Your assignment
Find the lines in the records that carry the word "boolean". Copy each one.

----- Provided information

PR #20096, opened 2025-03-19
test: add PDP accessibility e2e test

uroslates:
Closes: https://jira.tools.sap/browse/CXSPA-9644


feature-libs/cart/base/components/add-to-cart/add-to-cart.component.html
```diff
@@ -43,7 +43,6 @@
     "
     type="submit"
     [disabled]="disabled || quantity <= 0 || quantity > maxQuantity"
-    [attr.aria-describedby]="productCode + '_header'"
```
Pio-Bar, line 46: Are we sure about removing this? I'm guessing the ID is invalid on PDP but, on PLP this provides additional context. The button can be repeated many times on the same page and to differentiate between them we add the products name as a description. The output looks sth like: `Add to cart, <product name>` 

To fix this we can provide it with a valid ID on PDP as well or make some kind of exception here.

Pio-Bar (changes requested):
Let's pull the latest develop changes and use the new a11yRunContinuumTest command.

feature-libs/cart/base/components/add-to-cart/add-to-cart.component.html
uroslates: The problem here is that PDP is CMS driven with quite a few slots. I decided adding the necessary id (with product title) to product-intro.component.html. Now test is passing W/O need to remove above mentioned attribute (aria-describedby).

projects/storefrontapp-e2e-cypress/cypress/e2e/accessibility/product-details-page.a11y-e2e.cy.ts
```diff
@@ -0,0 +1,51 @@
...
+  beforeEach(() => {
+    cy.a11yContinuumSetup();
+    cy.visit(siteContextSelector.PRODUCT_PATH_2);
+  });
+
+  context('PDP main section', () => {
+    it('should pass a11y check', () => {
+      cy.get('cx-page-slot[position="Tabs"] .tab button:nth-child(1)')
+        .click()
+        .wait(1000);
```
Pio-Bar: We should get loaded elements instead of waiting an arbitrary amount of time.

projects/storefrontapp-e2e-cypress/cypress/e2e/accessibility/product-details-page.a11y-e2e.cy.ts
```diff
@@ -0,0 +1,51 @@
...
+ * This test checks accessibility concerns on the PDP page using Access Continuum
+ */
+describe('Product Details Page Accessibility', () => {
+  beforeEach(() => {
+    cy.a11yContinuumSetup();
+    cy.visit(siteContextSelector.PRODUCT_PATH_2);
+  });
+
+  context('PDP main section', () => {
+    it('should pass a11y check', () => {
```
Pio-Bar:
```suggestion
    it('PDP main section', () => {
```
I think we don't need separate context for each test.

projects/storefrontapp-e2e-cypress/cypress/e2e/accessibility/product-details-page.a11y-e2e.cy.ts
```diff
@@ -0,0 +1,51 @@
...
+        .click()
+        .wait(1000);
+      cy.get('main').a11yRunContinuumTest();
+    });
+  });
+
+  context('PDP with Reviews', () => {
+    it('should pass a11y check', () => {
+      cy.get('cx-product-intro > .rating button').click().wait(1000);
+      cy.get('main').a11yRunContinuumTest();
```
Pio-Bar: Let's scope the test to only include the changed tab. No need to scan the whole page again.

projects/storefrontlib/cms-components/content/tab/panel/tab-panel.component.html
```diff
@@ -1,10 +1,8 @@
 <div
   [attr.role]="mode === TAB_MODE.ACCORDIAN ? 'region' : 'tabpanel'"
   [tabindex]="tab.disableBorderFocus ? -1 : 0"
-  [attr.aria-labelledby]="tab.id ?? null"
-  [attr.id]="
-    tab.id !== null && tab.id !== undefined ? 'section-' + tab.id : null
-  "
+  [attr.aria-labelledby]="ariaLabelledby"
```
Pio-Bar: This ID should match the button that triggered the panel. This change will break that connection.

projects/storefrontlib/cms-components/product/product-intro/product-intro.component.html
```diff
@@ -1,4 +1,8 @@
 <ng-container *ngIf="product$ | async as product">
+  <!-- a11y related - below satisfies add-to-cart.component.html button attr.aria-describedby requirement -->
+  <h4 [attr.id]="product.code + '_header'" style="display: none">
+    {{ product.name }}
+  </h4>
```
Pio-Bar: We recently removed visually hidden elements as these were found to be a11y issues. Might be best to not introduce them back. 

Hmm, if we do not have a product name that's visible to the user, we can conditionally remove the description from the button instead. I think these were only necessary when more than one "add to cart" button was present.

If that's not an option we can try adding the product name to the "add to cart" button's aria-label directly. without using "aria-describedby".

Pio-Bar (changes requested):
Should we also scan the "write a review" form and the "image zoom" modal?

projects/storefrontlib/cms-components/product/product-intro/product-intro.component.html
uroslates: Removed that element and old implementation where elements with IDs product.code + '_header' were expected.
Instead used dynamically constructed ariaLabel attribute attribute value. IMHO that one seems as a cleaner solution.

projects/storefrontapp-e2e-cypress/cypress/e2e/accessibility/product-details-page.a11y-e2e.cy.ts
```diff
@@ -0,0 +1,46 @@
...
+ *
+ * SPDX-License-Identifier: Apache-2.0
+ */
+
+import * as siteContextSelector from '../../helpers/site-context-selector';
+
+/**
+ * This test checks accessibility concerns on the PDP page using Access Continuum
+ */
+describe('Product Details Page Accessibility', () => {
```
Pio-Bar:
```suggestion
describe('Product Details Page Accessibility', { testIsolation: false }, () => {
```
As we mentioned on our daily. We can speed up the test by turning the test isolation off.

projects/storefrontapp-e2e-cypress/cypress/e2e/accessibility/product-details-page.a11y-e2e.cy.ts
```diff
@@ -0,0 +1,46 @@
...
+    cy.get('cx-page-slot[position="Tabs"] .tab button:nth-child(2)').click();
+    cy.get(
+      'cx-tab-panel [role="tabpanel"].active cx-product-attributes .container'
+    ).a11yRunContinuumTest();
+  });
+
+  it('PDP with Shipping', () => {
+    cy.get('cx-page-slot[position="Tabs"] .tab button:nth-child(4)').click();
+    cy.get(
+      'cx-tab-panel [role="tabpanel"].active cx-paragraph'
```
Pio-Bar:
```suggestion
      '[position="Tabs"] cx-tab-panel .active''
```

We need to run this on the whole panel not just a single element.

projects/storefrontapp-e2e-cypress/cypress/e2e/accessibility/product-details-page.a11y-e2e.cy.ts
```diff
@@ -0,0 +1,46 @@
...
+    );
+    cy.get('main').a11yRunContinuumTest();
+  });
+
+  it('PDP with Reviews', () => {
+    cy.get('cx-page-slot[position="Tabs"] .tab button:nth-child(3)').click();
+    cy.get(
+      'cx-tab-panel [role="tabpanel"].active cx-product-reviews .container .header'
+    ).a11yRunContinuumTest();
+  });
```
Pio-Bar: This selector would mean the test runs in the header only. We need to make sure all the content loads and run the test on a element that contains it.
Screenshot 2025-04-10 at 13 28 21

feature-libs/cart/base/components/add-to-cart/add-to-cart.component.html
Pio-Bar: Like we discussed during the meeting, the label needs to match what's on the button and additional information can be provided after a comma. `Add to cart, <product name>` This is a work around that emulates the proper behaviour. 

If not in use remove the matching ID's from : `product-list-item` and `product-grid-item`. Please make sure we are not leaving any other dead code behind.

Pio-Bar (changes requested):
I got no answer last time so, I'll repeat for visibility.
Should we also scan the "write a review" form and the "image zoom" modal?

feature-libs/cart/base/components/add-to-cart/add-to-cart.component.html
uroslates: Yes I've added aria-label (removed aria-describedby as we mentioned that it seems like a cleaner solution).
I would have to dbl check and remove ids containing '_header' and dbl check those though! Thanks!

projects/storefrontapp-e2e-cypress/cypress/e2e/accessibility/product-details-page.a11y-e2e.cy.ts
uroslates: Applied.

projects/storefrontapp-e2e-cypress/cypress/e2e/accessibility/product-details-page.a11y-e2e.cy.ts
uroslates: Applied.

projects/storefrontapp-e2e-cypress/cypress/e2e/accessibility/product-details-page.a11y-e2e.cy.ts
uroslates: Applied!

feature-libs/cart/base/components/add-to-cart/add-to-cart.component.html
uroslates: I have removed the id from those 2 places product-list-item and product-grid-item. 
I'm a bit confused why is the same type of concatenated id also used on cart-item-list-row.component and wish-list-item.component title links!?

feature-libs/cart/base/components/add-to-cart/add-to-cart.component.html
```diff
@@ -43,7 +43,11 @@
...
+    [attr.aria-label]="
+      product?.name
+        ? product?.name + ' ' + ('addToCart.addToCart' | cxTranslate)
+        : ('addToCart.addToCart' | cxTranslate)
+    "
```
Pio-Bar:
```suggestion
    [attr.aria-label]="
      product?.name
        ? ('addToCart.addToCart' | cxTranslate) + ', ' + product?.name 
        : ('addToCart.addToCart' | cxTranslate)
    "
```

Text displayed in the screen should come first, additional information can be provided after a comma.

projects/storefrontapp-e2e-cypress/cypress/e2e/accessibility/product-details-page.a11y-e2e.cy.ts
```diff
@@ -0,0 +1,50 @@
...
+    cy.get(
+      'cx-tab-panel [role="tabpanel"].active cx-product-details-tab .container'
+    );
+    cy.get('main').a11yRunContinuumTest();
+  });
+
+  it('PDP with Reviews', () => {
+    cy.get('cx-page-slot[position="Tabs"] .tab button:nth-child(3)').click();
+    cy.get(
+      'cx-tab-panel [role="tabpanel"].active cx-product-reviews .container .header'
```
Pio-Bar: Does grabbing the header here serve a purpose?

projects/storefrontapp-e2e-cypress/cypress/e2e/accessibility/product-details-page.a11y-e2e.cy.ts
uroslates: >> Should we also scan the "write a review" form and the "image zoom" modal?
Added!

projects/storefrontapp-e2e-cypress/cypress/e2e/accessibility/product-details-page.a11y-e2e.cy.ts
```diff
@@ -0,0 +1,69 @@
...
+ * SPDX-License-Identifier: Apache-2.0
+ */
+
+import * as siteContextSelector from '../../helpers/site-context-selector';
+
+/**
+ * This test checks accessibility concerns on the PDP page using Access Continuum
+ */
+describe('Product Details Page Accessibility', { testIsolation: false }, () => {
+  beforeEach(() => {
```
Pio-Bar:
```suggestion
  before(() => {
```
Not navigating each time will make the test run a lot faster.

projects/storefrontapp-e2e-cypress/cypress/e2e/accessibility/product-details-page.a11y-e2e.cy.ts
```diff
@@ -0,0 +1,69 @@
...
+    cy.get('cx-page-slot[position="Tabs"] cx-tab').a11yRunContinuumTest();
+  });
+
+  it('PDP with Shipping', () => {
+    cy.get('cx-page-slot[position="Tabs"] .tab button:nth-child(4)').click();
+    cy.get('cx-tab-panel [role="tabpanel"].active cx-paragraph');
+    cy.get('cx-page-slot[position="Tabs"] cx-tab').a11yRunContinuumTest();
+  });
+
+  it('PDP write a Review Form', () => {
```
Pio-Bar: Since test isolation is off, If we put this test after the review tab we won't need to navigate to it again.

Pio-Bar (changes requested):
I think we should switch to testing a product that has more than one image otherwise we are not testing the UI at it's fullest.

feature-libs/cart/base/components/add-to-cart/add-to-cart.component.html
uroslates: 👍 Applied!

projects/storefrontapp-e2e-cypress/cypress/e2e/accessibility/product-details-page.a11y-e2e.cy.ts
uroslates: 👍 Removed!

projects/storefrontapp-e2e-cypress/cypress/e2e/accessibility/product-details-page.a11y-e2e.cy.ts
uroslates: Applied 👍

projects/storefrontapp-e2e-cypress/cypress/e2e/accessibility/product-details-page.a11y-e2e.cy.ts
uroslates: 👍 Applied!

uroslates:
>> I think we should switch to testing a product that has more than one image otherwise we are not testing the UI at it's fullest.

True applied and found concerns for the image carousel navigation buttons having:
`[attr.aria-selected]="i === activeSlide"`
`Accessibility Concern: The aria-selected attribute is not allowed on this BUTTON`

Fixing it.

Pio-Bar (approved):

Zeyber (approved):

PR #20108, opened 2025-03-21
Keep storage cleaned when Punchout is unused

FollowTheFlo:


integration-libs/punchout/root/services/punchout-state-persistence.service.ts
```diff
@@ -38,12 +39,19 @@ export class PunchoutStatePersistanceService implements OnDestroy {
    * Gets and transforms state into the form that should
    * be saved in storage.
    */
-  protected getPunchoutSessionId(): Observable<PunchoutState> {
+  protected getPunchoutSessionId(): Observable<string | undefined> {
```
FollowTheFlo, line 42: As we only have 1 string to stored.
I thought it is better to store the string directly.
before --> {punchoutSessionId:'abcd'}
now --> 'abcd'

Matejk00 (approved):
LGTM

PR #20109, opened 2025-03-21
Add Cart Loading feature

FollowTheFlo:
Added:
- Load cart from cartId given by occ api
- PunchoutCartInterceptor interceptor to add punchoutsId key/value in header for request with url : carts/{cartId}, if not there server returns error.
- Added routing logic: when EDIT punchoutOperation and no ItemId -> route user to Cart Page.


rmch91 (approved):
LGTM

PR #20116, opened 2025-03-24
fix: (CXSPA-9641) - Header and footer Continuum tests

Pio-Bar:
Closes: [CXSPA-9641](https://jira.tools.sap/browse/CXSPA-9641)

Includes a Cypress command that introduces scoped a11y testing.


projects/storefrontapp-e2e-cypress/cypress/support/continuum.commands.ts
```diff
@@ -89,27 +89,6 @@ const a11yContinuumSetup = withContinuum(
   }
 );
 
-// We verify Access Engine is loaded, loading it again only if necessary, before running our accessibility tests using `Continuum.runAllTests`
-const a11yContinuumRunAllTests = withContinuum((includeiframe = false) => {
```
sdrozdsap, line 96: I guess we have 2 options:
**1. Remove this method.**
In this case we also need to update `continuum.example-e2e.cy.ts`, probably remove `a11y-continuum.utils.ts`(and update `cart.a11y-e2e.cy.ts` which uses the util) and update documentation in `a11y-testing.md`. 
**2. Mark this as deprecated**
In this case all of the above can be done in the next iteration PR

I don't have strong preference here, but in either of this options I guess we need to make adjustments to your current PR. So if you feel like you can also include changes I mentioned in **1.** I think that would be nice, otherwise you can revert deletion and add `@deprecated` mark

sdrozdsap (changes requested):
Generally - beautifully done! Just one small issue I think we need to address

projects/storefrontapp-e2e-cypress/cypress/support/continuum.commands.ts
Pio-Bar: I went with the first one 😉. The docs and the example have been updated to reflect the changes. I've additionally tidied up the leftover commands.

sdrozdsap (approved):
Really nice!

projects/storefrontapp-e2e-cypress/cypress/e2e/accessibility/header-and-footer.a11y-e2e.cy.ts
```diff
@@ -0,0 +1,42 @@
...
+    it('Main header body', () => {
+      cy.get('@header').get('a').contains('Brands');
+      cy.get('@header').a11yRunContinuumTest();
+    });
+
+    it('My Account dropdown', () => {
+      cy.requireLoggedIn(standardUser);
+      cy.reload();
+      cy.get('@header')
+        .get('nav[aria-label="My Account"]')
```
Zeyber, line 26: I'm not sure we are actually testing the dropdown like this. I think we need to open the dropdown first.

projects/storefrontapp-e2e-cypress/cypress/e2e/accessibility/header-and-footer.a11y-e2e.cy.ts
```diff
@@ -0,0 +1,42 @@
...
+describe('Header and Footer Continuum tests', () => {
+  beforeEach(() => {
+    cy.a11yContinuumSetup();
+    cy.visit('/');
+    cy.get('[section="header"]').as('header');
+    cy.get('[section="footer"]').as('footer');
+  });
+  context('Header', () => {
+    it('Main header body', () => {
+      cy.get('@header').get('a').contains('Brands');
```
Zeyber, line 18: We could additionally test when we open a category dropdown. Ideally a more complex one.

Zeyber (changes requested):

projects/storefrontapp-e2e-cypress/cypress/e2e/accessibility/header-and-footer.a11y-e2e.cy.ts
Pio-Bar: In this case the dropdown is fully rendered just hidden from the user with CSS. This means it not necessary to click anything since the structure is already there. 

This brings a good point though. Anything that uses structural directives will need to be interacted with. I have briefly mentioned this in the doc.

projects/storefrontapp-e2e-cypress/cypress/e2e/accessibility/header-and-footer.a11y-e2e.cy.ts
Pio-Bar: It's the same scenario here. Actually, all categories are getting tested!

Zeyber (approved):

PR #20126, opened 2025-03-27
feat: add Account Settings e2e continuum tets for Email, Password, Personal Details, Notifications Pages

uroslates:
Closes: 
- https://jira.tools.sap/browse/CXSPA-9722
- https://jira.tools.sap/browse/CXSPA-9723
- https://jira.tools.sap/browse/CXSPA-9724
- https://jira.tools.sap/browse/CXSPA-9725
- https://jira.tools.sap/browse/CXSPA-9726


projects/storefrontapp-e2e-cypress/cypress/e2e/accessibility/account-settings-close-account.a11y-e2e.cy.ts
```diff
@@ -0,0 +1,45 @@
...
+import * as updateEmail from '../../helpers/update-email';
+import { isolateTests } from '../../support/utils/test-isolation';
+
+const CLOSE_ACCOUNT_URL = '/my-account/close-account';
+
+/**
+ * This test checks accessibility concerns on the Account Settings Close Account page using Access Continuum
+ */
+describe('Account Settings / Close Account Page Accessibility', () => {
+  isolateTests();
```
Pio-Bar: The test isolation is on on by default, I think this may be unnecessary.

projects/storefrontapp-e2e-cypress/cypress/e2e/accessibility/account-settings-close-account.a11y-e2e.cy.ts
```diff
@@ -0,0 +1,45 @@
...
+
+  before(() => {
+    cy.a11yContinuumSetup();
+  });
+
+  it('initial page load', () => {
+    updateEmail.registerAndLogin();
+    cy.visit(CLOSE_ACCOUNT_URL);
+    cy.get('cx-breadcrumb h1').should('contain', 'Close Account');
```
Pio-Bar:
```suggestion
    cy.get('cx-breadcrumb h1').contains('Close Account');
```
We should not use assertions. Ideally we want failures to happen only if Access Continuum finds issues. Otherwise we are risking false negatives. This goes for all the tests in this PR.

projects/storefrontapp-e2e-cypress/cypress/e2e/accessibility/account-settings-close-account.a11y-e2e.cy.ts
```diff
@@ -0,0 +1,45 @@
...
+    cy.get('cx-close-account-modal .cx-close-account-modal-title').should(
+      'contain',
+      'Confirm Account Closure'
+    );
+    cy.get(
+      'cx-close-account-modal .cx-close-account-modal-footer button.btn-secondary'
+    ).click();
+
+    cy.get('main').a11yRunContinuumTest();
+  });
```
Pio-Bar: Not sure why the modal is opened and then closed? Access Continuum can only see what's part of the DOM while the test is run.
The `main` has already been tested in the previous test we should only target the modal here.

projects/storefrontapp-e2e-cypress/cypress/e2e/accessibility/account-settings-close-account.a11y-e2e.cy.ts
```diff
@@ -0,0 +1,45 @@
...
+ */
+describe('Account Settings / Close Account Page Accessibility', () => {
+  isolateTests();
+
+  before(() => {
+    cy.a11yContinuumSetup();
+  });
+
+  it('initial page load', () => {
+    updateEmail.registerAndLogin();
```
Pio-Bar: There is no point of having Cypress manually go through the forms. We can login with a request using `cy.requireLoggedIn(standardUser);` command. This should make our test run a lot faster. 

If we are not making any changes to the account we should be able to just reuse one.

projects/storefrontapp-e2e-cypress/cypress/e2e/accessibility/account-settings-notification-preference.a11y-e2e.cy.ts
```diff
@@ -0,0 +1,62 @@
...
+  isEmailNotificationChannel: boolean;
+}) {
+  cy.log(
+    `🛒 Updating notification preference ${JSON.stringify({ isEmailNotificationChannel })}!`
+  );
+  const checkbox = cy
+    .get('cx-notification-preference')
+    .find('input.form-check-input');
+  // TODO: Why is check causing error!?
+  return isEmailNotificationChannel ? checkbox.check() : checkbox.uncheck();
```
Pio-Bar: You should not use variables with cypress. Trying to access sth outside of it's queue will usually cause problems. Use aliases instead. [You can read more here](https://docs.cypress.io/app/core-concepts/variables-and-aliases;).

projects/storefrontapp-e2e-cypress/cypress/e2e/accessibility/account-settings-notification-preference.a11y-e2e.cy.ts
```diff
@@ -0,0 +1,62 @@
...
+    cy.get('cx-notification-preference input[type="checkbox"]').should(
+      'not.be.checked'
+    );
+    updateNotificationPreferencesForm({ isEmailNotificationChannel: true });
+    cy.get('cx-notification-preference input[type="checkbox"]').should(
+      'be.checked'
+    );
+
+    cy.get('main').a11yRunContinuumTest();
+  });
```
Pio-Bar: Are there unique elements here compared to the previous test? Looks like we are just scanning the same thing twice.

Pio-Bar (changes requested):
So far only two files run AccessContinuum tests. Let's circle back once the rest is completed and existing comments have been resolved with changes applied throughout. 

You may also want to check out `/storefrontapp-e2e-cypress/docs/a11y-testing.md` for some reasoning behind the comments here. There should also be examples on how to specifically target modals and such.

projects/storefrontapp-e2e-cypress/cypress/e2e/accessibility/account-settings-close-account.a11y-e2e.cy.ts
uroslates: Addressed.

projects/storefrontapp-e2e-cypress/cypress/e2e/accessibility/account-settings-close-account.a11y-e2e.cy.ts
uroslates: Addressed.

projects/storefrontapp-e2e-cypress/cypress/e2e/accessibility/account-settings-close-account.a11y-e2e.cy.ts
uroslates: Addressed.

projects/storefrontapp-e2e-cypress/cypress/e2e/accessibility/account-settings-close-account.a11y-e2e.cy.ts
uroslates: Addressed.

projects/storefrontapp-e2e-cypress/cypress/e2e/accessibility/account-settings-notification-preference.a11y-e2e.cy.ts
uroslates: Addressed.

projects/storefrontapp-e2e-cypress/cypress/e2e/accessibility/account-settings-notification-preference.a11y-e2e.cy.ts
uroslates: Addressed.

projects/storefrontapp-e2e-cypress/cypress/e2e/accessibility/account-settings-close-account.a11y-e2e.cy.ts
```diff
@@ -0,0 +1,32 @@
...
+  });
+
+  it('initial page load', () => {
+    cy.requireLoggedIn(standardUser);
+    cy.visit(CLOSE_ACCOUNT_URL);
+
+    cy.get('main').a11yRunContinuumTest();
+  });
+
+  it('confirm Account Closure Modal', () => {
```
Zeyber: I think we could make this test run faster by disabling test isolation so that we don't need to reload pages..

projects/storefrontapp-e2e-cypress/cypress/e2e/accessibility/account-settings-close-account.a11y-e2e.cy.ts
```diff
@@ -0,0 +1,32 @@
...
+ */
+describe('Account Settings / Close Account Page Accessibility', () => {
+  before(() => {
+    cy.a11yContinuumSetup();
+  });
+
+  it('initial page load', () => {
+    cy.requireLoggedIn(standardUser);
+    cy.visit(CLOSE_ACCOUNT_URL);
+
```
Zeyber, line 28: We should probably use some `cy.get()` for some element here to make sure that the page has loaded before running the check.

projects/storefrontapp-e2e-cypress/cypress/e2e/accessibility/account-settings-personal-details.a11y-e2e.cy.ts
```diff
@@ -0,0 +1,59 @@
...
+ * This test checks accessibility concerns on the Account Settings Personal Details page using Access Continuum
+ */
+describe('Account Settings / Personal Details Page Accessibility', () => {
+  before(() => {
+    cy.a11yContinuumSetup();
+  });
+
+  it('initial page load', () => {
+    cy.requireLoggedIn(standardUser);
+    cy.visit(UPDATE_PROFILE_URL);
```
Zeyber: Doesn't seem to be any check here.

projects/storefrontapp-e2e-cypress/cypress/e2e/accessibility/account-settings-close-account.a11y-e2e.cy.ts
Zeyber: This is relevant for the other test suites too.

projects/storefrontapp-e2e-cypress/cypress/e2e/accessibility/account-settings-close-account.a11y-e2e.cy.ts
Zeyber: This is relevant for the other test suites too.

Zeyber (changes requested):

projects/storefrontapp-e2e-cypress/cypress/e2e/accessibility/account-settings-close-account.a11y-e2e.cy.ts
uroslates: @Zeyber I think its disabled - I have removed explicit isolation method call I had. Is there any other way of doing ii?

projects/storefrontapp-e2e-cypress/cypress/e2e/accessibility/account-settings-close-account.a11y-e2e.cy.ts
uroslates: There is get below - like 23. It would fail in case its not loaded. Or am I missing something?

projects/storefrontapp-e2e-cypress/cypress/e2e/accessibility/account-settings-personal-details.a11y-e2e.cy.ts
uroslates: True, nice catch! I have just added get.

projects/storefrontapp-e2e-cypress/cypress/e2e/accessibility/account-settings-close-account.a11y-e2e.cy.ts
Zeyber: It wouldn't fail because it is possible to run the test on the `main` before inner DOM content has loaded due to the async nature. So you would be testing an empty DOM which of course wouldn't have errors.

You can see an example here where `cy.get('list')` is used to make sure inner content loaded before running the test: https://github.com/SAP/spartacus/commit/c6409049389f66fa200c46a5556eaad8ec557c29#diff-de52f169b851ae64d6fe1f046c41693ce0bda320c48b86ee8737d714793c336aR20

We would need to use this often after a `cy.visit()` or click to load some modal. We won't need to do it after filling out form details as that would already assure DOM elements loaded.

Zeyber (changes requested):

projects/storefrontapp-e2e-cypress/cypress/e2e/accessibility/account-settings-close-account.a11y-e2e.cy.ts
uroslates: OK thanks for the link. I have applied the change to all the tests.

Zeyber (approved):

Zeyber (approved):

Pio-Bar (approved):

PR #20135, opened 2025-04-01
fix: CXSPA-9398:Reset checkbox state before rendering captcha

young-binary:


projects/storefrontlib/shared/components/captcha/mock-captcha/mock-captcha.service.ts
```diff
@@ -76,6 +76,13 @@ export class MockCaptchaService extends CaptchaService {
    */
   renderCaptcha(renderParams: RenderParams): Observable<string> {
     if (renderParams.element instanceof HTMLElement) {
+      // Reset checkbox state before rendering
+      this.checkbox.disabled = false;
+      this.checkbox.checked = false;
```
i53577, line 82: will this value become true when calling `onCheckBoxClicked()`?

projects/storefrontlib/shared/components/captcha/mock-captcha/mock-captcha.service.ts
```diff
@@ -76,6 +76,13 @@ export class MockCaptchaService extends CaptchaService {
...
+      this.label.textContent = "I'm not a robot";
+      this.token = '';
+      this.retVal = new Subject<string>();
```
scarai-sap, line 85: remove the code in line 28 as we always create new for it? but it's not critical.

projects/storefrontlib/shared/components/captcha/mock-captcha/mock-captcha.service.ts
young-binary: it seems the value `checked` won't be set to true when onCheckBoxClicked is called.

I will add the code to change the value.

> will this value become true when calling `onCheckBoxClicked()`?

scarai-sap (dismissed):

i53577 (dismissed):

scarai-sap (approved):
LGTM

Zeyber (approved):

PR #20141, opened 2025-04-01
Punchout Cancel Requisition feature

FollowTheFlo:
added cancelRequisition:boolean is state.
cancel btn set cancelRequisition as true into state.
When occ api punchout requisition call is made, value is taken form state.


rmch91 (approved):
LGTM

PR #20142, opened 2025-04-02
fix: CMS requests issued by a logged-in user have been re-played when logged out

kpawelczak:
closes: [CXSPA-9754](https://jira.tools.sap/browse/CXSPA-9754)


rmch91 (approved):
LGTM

----------

Written response
+  isEmailNotificationChannel: boolean;
added cancelRequisition:boolean is state.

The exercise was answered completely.